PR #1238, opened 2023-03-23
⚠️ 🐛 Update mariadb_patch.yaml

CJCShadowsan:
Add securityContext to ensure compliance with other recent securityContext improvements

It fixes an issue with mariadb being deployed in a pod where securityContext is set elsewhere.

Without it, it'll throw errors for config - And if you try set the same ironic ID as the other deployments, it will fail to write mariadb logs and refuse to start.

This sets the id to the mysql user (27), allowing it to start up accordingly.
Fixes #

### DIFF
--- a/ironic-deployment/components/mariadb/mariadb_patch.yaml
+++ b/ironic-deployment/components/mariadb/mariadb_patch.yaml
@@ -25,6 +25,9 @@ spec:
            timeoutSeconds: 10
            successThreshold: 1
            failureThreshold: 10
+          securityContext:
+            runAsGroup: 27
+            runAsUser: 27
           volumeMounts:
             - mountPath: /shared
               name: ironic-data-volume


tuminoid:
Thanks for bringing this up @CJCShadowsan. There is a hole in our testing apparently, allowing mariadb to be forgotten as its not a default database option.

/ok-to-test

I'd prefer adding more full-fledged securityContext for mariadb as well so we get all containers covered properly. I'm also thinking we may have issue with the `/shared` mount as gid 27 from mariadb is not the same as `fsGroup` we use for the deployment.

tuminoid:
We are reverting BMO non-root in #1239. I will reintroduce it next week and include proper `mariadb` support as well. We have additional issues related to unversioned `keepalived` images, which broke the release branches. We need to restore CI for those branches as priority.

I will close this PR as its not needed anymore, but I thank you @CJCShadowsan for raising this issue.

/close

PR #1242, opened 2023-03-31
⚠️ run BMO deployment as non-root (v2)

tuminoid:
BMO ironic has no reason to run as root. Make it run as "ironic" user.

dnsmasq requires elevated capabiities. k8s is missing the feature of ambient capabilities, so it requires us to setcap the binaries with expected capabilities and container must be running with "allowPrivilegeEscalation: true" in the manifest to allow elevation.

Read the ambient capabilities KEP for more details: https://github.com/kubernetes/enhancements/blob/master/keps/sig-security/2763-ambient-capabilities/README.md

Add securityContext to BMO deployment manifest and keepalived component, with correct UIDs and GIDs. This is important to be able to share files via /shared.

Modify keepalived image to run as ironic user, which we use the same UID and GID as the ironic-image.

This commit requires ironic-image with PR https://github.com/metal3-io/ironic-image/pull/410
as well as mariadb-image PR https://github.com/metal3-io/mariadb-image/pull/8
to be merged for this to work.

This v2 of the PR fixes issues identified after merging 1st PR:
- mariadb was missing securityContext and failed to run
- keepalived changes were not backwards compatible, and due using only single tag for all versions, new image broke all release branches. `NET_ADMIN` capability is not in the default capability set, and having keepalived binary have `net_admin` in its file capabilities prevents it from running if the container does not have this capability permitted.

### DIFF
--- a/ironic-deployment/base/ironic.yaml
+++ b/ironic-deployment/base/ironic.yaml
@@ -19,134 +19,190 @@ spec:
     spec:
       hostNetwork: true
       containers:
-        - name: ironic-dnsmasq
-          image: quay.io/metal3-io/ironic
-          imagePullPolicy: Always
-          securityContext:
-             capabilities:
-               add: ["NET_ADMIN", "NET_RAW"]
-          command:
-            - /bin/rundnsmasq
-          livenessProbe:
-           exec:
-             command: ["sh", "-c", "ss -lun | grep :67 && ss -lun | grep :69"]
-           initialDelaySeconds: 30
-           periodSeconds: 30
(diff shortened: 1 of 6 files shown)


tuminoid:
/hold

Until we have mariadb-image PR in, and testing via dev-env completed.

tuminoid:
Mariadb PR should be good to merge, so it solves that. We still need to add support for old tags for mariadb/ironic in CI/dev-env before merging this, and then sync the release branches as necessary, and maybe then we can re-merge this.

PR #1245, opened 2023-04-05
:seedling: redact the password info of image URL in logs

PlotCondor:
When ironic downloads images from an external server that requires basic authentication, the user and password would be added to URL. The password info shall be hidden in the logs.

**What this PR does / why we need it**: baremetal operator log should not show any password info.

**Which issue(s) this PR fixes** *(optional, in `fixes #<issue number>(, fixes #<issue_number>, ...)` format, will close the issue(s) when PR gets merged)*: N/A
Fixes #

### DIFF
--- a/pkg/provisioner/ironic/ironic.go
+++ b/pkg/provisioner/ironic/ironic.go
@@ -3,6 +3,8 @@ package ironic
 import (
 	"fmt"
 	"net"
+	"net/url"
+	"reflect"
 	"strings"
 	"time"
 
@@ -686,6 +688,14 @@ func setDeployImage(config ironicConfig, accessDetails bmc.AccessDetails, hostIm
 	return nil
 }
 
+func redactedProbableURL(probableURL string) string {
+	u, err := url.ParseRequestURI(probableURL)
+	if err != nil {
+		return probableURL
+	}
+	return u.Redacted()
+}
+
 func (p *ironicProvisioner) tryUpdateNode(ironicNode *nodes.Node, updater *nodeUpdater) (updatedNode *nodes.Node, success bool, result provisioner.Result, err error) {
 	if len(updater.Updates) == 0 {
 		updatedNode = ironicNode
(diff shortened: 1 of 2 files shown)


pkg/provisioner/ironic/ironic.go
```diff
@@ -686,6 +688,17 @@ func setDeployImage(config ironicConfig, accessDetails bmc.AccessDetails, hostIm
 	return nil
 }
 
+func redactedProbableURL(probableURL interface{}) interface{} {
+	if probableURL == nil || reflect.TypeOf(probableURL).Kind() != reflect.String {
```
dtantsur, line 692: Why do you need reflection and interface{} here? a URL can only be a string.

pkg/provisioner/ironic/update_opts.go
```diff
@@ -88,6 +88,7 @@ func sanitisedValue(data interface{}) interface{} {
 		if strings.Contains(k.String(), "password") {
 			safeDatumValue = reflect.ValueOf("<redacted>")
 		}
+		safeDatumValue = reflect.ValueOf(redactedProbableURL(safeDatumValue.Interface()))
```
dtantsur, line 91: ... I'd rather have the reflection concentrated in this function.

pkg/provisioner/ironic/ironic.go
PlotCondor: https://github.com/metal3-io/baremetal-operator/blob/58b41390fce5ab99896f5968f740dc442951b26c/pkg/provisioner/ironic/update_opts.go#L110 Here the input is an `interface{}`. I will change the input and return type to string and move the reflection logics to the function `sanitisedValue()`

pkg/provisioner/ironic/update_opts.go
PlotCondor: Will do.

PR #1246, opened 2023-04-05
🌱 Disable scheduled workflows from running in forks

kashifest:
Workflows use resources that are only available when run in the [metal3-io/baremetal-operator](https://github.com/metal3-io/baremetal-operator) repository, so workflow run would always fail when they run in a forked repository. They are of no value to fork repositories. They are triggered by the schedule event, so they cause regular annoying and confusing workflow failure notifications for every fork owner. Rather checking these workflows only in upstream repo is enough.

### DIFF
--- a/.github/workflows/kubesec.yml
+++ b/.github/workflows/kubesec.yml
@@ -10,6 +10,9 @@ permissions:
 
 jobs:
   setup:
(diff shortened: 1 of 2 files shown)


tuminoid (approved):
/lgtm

★ ★ ★ ★ ★ ★ ★

◆ **Task details**: All lines in the entries above that hold the word "manifest" need to be copied.

◆ **Task solution**:
dnsmasq requires elevated capabiities. k8s is missing the feature of ambient capabilities, so it requires us to setcap the binaries with expected capabilities and container must be running with "allowPrivilegeEscalation: true" in the manifest to allow elevation.
Add securityContext to BMO deployment manifest and keepalived component, with correct UIDs and GIDs. This is important to be able to share files via /shared.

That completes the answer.